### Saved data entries
[Start of Attachment]

PR #918, opened 2020-05-11
#763 Payments - add logic to PaymentDetail, MonthOverview, RecordPayment and ContributionsWidget

sandrina-p:
Continue #763

image

image

image

image

### What's done:
- Solve 3 items from the list on #763:

> - [x] Correctly implement the `PaymentDetails.vue` file
> - [x] Correctly implement the `MonthOverview.vue` file
> - [x] Remove the `Math.random()` stuff in the `PaymentRow*.vue` files (mostly related to payment date stuff) and replace it with the actual data

- Improve `RecordPayment.vue`
  - Remove mutation to prop `paymentsList` (Vue anti-pattern). It was causing some weird bugs related to the payment amount and checkbox usage.
  - The moment the user modifies an amount, the checkbox is automatically checked.
  - Implement logic to leave a note (memo).
  - Add missing error handling. 
- Add missing real data to Payments footer. Ex: _"$20.51 in total, to 2 members"_ 
- Add missing real data to "Contributions Widget".
- Left comments with some bugs found / questions about Payment logic.


frontend/utils/time.js
```diff
@@ -44,12 +44,20 @@ export function compareISOTimestamps (a: string, b: string): number {
   return A > B ? 1 : (A < B ? -1 : 0)
 }
 
+export function lastDayOfMonth (date: Date): Strin {
```
taoeffect: If this returns a string the return value flow annotation should be `string`, but since it returns a `Date` the annotation should be that too here.

frontend/model/contracts/group.js
```diff
@@ -401,8 +401,7 @@ DefineContract({
         paymentHash: string,
         updatedProperties: objectMaybeOf({
           status: paymentStatusType,
-          details: object,
-          memo: string
```
taoeffect: This memo should be here (plz double-check before removing fields)

taoeffect:
Still doing my PR review, but a minor copy request for this one: can you please change line 83 in ContributionItem.vue from:

```js
          return L('{service} by {who}', html)
```

to:

```js
          return L('{service} from {who}', html)
```

Proper English says this should read "$270 from sue", not "$270 by sue":

Screen Shot 2020-05-13 at 1 27 28 PM

cc @mmbotelho please feel free to update the designs accordingly.

frontend/utils/time.js
```diff
@@ -44,12 +44,20 @@ export function compareISOTimestamps (a: string, b: string): number {
...
 
 export function humanDate (
-  datems = Date.now(),
+  datems,
   opts = { month: 'short', day: 'numeric' }
 ) {
+  if (!datems) {
+    console.error('humanDate:: 1st arg `datems` is required')
+    return ''
+  }
```
taoeffect, line 61: If it's required, it should throw `GIErrorUIRuntimeError`?

```js
if (!date) {
  throw new GIErrorUIRuntimeError('humanDate: missing first argument')
}
```

Also consider renaming from `datems` to `date` since it's usually a string that's passed in.

taoeffect (changes requested):
Partial unfinished review. Still more to be done. Just getting something to you!

mmbotelho:
> Still doing my PR review, but a minor copy request for this one: can you please change line 83 in ContributionItem.vue from:
> 
> ```js
>           return L('{service} by {who}', html)
> ```
> 
> to:
> 
> ```js
>           return L('{service} from {who}', html)
> ```
> 
> Proper English says this should read "$270 from sue", not "$270 by sue":
> 
> Screen Shot 2020-05-13 at 1 27 28 PM
> 
> cc @mmbotelho please feel free to update the designs accordingly.

@taoeffect I believe this was something we had a huge discussion about on the Bulgaria hackathon with @pieer, I can't remember exactly what it was but for some reason you mentioned (related to translations) we had to use "by" in all scenarios. Is this not a problem anymore?

taoeffect:
> but for some reason you mentioned (related to translations) we had to use "by" in all scenarios. Is this not a problem anymore?

I do have vague memories of some discussion... I have no concrete memory though of them, so can only say that from my understanding of English, it should be "from" in this case. I think it will work for services too, e.g. "Programming lessons from Sam", and multiple users, e.g. "$500 from sam and andrea".

frontend/model/contracts/group.js
sandrina-p: Why is it needed? I didn't see any place using it. The UI only needs `memo` at `group/payment`.

frontend/utils/time.js
sandrina-p: throwing an error would break the application because we don't have try/catch for each time we use `time.js`. I think that would be a very drastic outcome from a simple util fn. Logging the error and return empty string is better than crashing the app.

frontend/model/contracts/group.js
taoeffect: @sandrina-p Everything in this file involves thought that has been extended out like 5 years into the future. Just because something isn't being used right now doesn't mean it won't be used in the future. :P

Different payment systems support different levels of information, and if we want to be able to support all payment systems plus our own metadata and notes, we need this field. Please restore this much needed functionality 🙏

mmbotelho:
So should we replace every "by" with "from"? @taoeffect

frontend/model/contracts/group.js
sandrina-p: I did not know about that, it wasn't explicit anywhere. I'll add it back then.

sandrina-p:
> So should we replace every "by" with "from"?

I don't think so @mmbotelho, it was only asked to change line 83, and that's only the "RECEIVING" condition. If it's giving it stays the same.

pieer (dismissed):

sandrina-p:
Update: Added the logic to the dashboard "Contributions Widget" (Payments)

taoeffect:
Quick note @sandrina-p: while testing, I noticed that pressing "Enter" in the record payment input field closes the modal but doesn't record the payment. Can you update it so that it  records a payment?

taoeffect:
Also when viewing payment details there's an error in the console:

Screen Shot 2020-06-11 at 12 19 48 PM

sandrina-p:
@taoeffect, both issues fixed!

frontend/model/contracts/group.js
```diff
@@ -232,6 +232,158 @@ DefineContract({
...
+            ...p,
+            total: existingAmount,
+            partial: partialAmount > 0
+          })
+        }
+        return payments
+      })()
+
+      return { sent, todo, received, toBeReceived }
+    },
```
taoeffect: @sandrina-p Can you simplify and dry this entire function? It is huge. Right now it is hard for me to follow and read. It contains a billion loops. Can you please:

1. Reduce the number of loops that occur in this function? This means: using `for () { }` instead of higher-order-functions like `.map().find().filter()` <- each one of those function calls is a loop. You can replace them with a single loop instead, for example, look at how `paymentsTodo()` is implemented in `Payments.vue`
2. Call getters only once in the entire function and cache any results. For example, there are two calls to `getters.groupIncomeDistribution` in this function. There should be only one.

Using these types of techniques, see if you can reduce the size of this function by at least 50%

frontend/model/contracts/group.js
```diff
@@ -232,6 +232,158 @@ DefineContract({
...
+    ourPaymentsSummary (state, getters) {
+      const { todo, sent, toBeReceived, received } = getters.ourPayments
+      const isCompleted = (p) => p.data.status === PAYMENT_COMPLETED
+      const isPartialCount = (list) => list.filter(p => p.partial).length
+      const getUniqPayments = (users) => {
```
taoeffect: Maybe give this a more descriptive name, like `uniqLength`?

frontend/model/contracts/group.js
taoeffect: Ah, OK, sorry, yesterday I didn't see that you have moved the stuff from `Payments.vue` into here... ok, this is going to require seriously close review on my part... still, any simplifications and loop-removals that you see in the meantime please go ahead and do them!

frontend/utils/time.js
taoeffect: OK, fair enough 👍

frontend/views/containers/payments/MonthOverview.vue
```diff
@@ -34,48 +43,8 @@ export default {
...
-          {
-            name: 'Hugo Lil',
-            avatar: '/assets/images/default-avatar.png',
-            status: 'completed',
-            amount: 50
-          }
-        ]
-      }
-    }
-  },
```
taoeffect, line 75: 😍 🤩

frontend/model/contracts/group.js
```diff
@@ -227,6 +227,158 @@ DefineContract({
...
+        }
+        return {
+          paymentsDone: getUniqPayments(pByUser.sent) - pPartials,
+          hasPartials: pPartials > 0,
+          paymentsTotal: getUniqPayments([...pByUser.todo, ...pByUser.sent]),
+          amountDone: sentCompleted.reduce((total, p) => total + p.data.amount, 0),
+          amountTotal: todo.reduce((total, p) => total + p.amount, 0) + sent.reduce((total, p) => total + p.data.amount, 0)
+        }
+      }
+    },
```
taoeffect: @sandrina-p since both of these getters rely on data that does not come directly from the contract messages / current-contract-state (e.g. `currentMonthstamp()`), please move both getters into `state.js`

sandrina-p: Following that mindset, other getters should also be moved, such as `groupIncomeDistribution`, `groupIncomeAdjustedDistribution` and `thisMonthsPaymentInfo`. Should I move all of them too?

test/cypress/integration/group-contributions.spec.js
```diff
@@ -0,0 +1,533 @@
+const userId = Math.floor(Math.random() * 10000)
```
sandrina-p: NOTE: This file is not new, I just renamed `group-payments.spec.js` to `group-contributions.spec.js` and did not modify it at all.
Then, I created a new `group-payments.spec.js` to write the actual tests related to payments. (where we also override the time `Date` with `cy.clock`)

test/cypress/integration/group-paying.spec.js
```diff
@@ -0,0 +1,160 @@
...
+      cy.log('Record one payment')
+      cy.get('button[type="submit"]').click()
+      cy.getByDT('successClose').click()
+      cy.getByDT('closeModal').should('not.exist')
+    })
+
+    // BUG - Making a late payment does not work as expected.
+    // Expected: Remove user3's late payment of $78.57.
+    // Reality: The late payment persists and the current month payment is reduced to partial ($100 out of $178.57)
+    // Once that is fixed, uncomment the assertions bellow:
```
sandrina-p, line 150: @taoeffect I started doing the tests for payments and it worked fine in normal payments.

But in late-payments, some parts are still broken: The list of payments is correct but the code to do the actual payment is broken. I think this should be left for another PR because this one is already large enough

frontend/model/contracts/group.js
taoeffect: @sandrina-p Yep! Excellent catch! And maybe you could add a comment about this above all of them (in `state.js`) explaining all of this (e.g. why they are there are not in group.js)

sandrina-p: @taoeffect could you explain again what's the problem with having `currentMonthstamp` at `group.js` and why is it okay to be at `state.js`? My memory is failing me here...

Also, I wonder if having `currentMonthstamp` in the getters isn't dangerous because it's not a "static value", but rather a dynamic value that can change over time without the user action. This may conflict with some contract message `process`... Imagine something related to the current month happens on 30 June and then another member logs one day after (1 July) to process the message from the previous month. A getter result won't be the same because of `currentMonthstamp`. I think there isn't any scenario that does this (yet), but it's something we need to take attention.

taoeffect: > Also, I wonder if having currentMonthstamp in the getters isn't dangerous because it's not a "static value", but rather a dynamic value that can change over time without the user action

It's dangerous precisely because of that, and that is why it must not be inside of the contract getters but only in the Vuex getters.

The getters in state.js are Vuex-only getters. These are getters that are not used to build up the contract state, which can only be built-up using the information that's coming from the messages being sent to the contract.

Since `currentMonthstamp` is, as you point out, a dynamic value that comes *not* directly from the data in contract messages, but from the end-user's computer, it can only be used in the Vuex-getters that are used to build up the ephemeral, non-contract state that is in the UI.

The *contract getters* can only access information from two places:

1. each `GIMessage` that comes in (e.g. that's passed to the `process` function)
2. the existing *contract state* (and **not** any other state, e.g. no Vuex-state is allowed to be used that exists outside of the contract state)

sandrina-p: gotcha, so we are on the same page. moved everything to `state.js` and created a new file with `groupIncomeDistribution` to be imported from both files (`state.js` and `group.js`)

frontend/model/contracts/group.js
```diff
@@ -99,44 +99,6 @@ function initFetchMonthlyPayments ({ meta, state, getters }) {
   return monthlyPayments
 }
 
-function groupIncomeDistribution ({ state, getters, monthstamp, adjusted }) {
```
sandrina-p, line 102: note: this function was moved to `utils/distribution/group-income-distribution.js`

frontend/model/state.js
```diff
@@ -329,6 +335,235 @@ const getters = {
...
+                displayName: this.userDisplayName(payment.to),
+                amount: payment.amount, // TODO: include currency (what if it was changed?)
+                // partiaL: TODO add this info as it is in this.paymentsTodo
+                isLate: true,
+                date: dueIn
+              })
+            }
+          }
+        }
+        */
```
taoeffect: >       // QUESTION: Is this only from the previous month? What if there are payments from 2-3 months ago?

We only support late payments for the previous month. We ignore all other months because it would be too complicated to deal with. We could get away without supporting late payments at all, but we have support for them, just for one month.

> // This logic below is wrong (based on cypress tests). Commented for later analysis.

That logic needs to be uncommented. If you want to fix it in a future PR, you can comment out the tests for the late payment and update this code/fix the tests in another PR, but this code should be left uncommented.

test/cypress/integration/group-paying.spec.js
taoeffect: Well the commented out section above needs to be uncommented. If you want to comment out the late payment *tests* that's fine.

frontend/model/state.js
```diff
@@ -329,6 +335,235 @@ const getters = {
...
+            continue
+          }
+
+          latePayments.push({
+            ...payment,
+            // partial: TODO add this info, but what's the cleanest way to do it?
+            date: dueIn
+          })
+        }
+      }
```
taoeffect, line 489: What's going on here? This code should probably be restored to how it was before..

frontend/model/state.js
```diff
@@ -329,6 +335,235 @@ const getters = {
...
+    const allPayments = getters.currentGroupState.payments
+
+    const sent = (() => {
+      const payments = []
+      // QUESTION: Is this only from this month? What about the previous payments from months ago?
+      //           Same question for received.
+      for (const monthstamp of Object.keys(monthlyPayments).sort()) {
+        const { paymentsFrom } = monthlyPayments[monthstamp]
+
+        if (!paymentsFrom) { continue }
```
taoeffect: Am not a fan of this `if (!paymentsFrom) { continue }` style personally... prefer how it was before

frontend/model/state.js
```diff
@@ -329,6 +335,235 @@ const getters = {
...
+        }
+      }
+      return payments
+    })()
+    const received = (() => {
+      const thisMonthPayments = monthlyPayments[cMonthstamp]
+      const paymentsFrom = thisMonthPayments && thisMonthPayments.paymentsFrom
+      const payments = []
+
+      if (!paymentsFrom) { return [] }
```
taoeffect: Same here. There would be a single `return` statement in this function if this was restored to how it was before (with the `if` wrapping the code below).

Same goes for lines 403 and 408 below. It would make it easier for me to read and follow the logic of the code, as well as compare it to the previous code to see if anything significant changed. Would appreciate if that style/logic can be revered.

frontend/model/state.js
```diff
@@ -329,6 +335,235 @@ const getters = {
...
+
+        if (amount <= 0) { continue }
+
+        const partialAmount = existingAmount - amount
+        const existingPayment = {}
+        if (partialAmount > 0) {
+          // TODO/BUG this only work if the payment is done in 2 parts. if done in >=3 won't work.
+          const sentPartial = sent.find((s) => s.username === p.to && s.amount === partialAmount)
+          if (sentPartial) {
+            existingPayment.hash = sentPartial.hash // Q: Why do we need this hash?
```
taoeffect: All payment entries in `payments` have the hash. They need it because otherwise there's no way to know what payment this represents.

frontend/model/state.js
```diff
@@ -329,6 +335,235 @@ const getters = {
...
+        const existPayment = unadjusted.find(({ to }) => to === p.to) || { amount: 0 }
+        const amount = +currency.displayWithoutCurrency(p.amount)
+        const existingAmount = +currency.displayWithoutCurrency(existPayment.amount)
+
+        if (amount <= 0) { continue }
+
+        const partialAmount = existingAmount - amount
+        const existingPayment = {}
+        if (partialAmount > 0) {
+          // TODO/BUG this only work if the payment is done in 2 parts. if done in >=3 won't work.
```
taoeffect: OK, can you fix this in a future PR? Maybe update the Payments issue to reflect this (e.g. add a checkbox)?

frontend/model/state.js
```diff
@@ -329,6 +335,235 @@ const getters = {
...
+
+        payments.push({
+          ...existingPayment,
+          ...p,
+          total: existingAmount,
+          partial: partialAmount > 0,
+          dueIn
+        })
+      }
+      return payments
```
taoeffect, line 424: How are payments that were marked as not received handled? That code is missing from here. It should be added back, at least commented out with a TODO comment and a corresponding update to the Payments issue if there's an issue with that.

frontend/model/state.js
```diff
@@ -329,6 +335,235 @@ const getters = {
...
+            }
+          }
+        }
+        */
+
+        // On the other hand this seems to work as expected. "partial" is the only thing missing
+        for (const payment of adjusted) {
+          if (payment.from !== ourUsername) {
+            continue
+          }
```
taoeffect: Not sure I understand what's going on here...

frontend/model/state.js
```diff
@@ -329,6 +335,235 @@ const getters = {
...
+        }
+        payments.push({
+          ...existingPayment,
+          ...p,
+          total: existingAmount,
+          partial: partialAmount > 0
+        })
+      }
+      return payments
```
taoeffect: Hmm. This part I still need to review since this is new. Don't quite fully understand yet. Maybe, could you add a comment above line 492 explaining why you found it necessary to implement this?

taoeffect (changes requested):
Some more review (still not fully reviewed)

frontend/model/contracts/group.js
```diff
@@ -264,7 +216,7 @@ DefineContract({
         const memberProfile = getters.currentGroupState.profiles[username]
         if (!memberProfile) return false
         const memberJoinedMs = new Date(memberProfile.joinedDate).getTime()
-        const joinedAfterUs = weJoinedMs < memberJoinedMs
+        const joinedAfterUs = weJoinedMs <= memberJoinedMs
```
taoeffect: Note: `groupMembersSorted` must also be moved to `state.js`. Notice it uses `Date.now()` below. That's a clear sign that dynamic code/data is being used — data not derived from the contract messages — so this entire function must be moved out of this contract getter.

test/cypress/integration/group-paying.spec.js
sandrina-p: It cannot be commented out because the code is still broken and it would fail the tests. That's for another PR (I'll update #763 to address that bug)

frontend/model/state.js
sandrina-p: How was it before? I'm not understanding what's wrong...

taoeffect: Look at the previous code that was deleted in Payments.vue.  e.g.

```js
    paymentsSent () {
      const monthlyPayments = this.groupMonthlyPayments
      const payments = []
      // TODO: support sort direction
      for (const monthstamp of Object.keys(monthlyPayments).sort()) {
        const { paymentsFrom } = monthlyPayments[monthstamp]
        if (paymentsFrom) {
          for (const toUser in paymentsFrom[this.ourUsername]) {
            for (const paymentHash of paymentsFrom[this.ourUsername][toUser]) {
              const { data, meta } = this.currentGroupState.payments[paymentHash]
              const payment = {
                hash: paymentHash,
                data,
                meta,
```

frontend/model/state.js
sandrina-p: Hum... can we leave as it is? This avoids having to many "nested conditions"

frontend/model/state.js
sandrina-p: But we don't use it everywhere in this scenario, that's what I meant...

taoeffect: Without passing in the hash it will be impossible to access information about the original payment.

frontend/model/state.js
sandrina-p: It's done at `Payments.vue` line ~210. I didn't do it here because at `MonthOverview` we need only the TODO payments without the not received.

frontend/model/state.js
sandrina-p: It's hard to explain TBH :/. My suggestion:
- pull the code and revert this change
- run the tests "group-paying.spec.js" - `npm run cy:open` and see how the late payments are displayed incorrectly in the last test.
- Put the code back as it was: Now the late payments are displayed correctly.

frontend/model/state.js
taoeffect: I would prefer it be restored to how it was before, because it represents a functional style that's easier to follow and modify. For example, the previous version of this code makes it easier to add an `else { .. }` condition in a natural fashion. Having a single `return` for the function also makes it easier to reason about how and when the code will exit from its task. That is why I wrote the code that way, so I'd really prefer it to be how it was written originally if it's not a big deal for you.

frontend/model/state.js
taoeffect: ah OK that makes sense

frontend/model/state.js
sandrina-p: We need to know what payments are expected to be received, to be displayed at `monthOverview` (the sidebar) on the view of a receiver. [see figma screen](https://www.figma.com/file/mxGadAHfkWH6qApebQvcdN/Group-Income-2.0?node-id=9518%3A21)

frontend/model/contracts/group.js
sandrina-p: Moving it...

frontend/model/state.js
sandrina-p: I understand. reverted

taoeffect: 🙇

taoeffect:
While running the tests for `group-paying.spec.js` (directly, without running any other tests), and without making any changes to the code, ran into this error, which is weird because the tests failed locally but passed on Travis...

Screen Shot 2020-07-01 at 5 53 00 PM

This is referring to the "BypassUI" button in the lower right. It was expecting "Feb 10" but saw "Feb 9" for some reason.

sandrina-p:
That's very weird @taoeffect. Can you tweak the data at `group-paying.spec.js` (one of the first lines) and see how it behaves?

taoeffect:
@sandrina-p I changed this line:

```js
const timeStart = Date.UTC(2020, 1, 10)
```

To:

```js
const timeStart = Date.UTC(2020, 1, 20)
```

And got this corresponding/related error:

Screen Shot 2020-07-03 at 8 32 18 PM

Are you unable to reproduce locally? Maybe we have different versions of Cypress? Maybe I forgot to install some plugin?

sandrina-p:
@taoeffect that's very strange. Make sure you have cypress 3.5.0 installed. There's no need to install any additional plugins.

I created [this tiny repository](https://github.com/sandrina-p/cypress-issue-clock-date) with 2 cypress clock tests. Please clone it, run the tests, as explained in the `README.md` and let me know the results. If it keeps failing, I'll open an issue to cypress. What's your OS and browser? Maybe there's some additional extension or so that you have installed...

taoeffect:
Thanks @sandrina-p, I'll give it a try, replied on Slack!

taoeffect:
@sandrina-p So indeed, this line is what's causing the problem:

```js
const timeStart = Date.UTC(2020, 1, 10)
```

The tests pass if I change it to:

```js
const timeStart = Date.UTC(2020, 1, 11)
```

So I'm guessing this is a timezone difference thing? I.e. it must be the difference in timezone between where you are and where I am, so on my computer, because it expects this:

```js
    cy.get('[data-test-date]').should('have.attr', 'data-test-date', 'Feb 10')
```

That is Feb 10th in my timezone... but Feb 10th is the 11th I think in UTC? Or something. That's my guess.

So somehow we need to make sure that the local timezone doesn't interfere with UTC.

EDIT: Here's a proof. In node via terminal:

```
> new Date(Date.UTC(2020, 1, 10)).toLocaleDateString("en-US", { month: 'short', day: 'numeric' })
'Feb 9'
> new Date(Date.UTC(2020, 1, 10)).toLocaleDateString("en-US", { month: 'short', day: 'numeric', timeZone: 'UTC' })
'Feb 10'
```

So the solution is to update the Cypress test to something along the lines of:

```js
    const dateString = new Date(timeStart).toLocaleDateString("en-US", { month: 'short', day: 'numeric' })
    cy.get('[data-test-date]').should('have.attr', 'data-test-date', dateString)
```

Notice we omit the `timeZone` variable so that it defaults to using the computer's local timezone, which is what the browser will show.

frontend/model/state.js
```diff
@@ -329,6 +335,232 @@ const getters = {
...
+    const cMonthstamp = currentMonthstamp()
+    const pDate = dateFromMonthstamp(cMonthstamp)
+    const dueIn = lastDayOfMonth(pDate)
+    const monthlyPayments = getters.groupMonthlyPayments
+    const allPayments = getters.currentGroupState.payments
+
+    const sent = (() => {
+      const payments = []
+      // QUESTION: Is this only from this month? What about the previous payments from months ago?
+      //           Same question for received.
```
taoeffect: Think I answered this question but the answer was removed? Does this still need answering or can the comment be removed?

(Quick answer again: we only keep track of the current month, and the previous month's payments in memory. After this payments are removed from RAM and should be archived. That archiving part hasn't been implemented yet.)

frontend/model/state.js
taoeffect: It doesn't make much sense to modify the code, because you've already modified it, and so I don't know what modifications to make...

For example, whereas before a received payment contained this information:

```js
                const payment = {
                  hash: paymentHash,
                  data,
                  meta,
                  username: fromUser,
                  displayName: this.userDisplayName(fromUser),
                  date: meta.createdDate,
                  amount: data.amount // TODO: properly display and convert in the correct currency using data.currencyFromTo and data.exchangeRate
                }
                if (this.filterPayment(payment)) {
                  payments.push(payment)
                }
```

Now in this code you're pushing far less information into the payments array:

```js
                const { data, meta } = allPayments[paymentHash]
                payments.push({ hash: paymentHash, data, meta })
```

So I don't know how to modify the line above that reads:

```js
              latePayments.push({
                username: payment.to,
                displayName: this.userDisplayName(payment.to),
                amount: payment.amount, // TODO: include currency (what if it was changed?)
                // partiaL: TODO add this info as it is in this.paymentsTodo
                isLate: true,
                date: dueIn
              })
```

That is something you must do, and then uncomment that code, and comment out the code below.

frontend/model/state.js
sandrina-p: Yes, It can be removed. I added that task to to the payments issue "Support fetching old payments (+1 month ago)"

frontend/model/state.js
sandrina-p: Hum, [here's the change needed](https://user-images.githubusercontent.com/14869087/86582878-443d3a00-bf7a-11ea-9eb6-7cc20d3b828b.png). I've done it in the last commit and pushed it. Note that now the last test at `group-paying.spec` will fail. To make it work again is just to revert the changes as in the screenshot

taoeffect: But of course they will fail, they're completely different data? When uncommented `...payment` isn't pushed into `latePayments`. Are you making use of the data that's going in?

sandrina-p: I'm not understanding what you mean. Maybe we should do a video call about this, it would be easier to clarify these stuff and try to move forward this PR

taoeffect (approved):
Alright, I think we can merge this, even though I didn't get a chance to do a full / perfect review and might've missed something, since we need to make it possible for you to move on!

[End of Attachment]

### WHAT IS BEING ASKED
Could you copy every line in the records that holds "DefineContract"?

### TASK ANSWER
@@ -401,8 +401,7 @@ DefineContract({
@@ -232,6 +232,158 @@ DefineContract({
@@ -232,6 +232,158 @@ DefineContract({
@@ -227,6 +227,158 @@ DefineContract({
@@ -264,7 +216,7 @@ DefineContract({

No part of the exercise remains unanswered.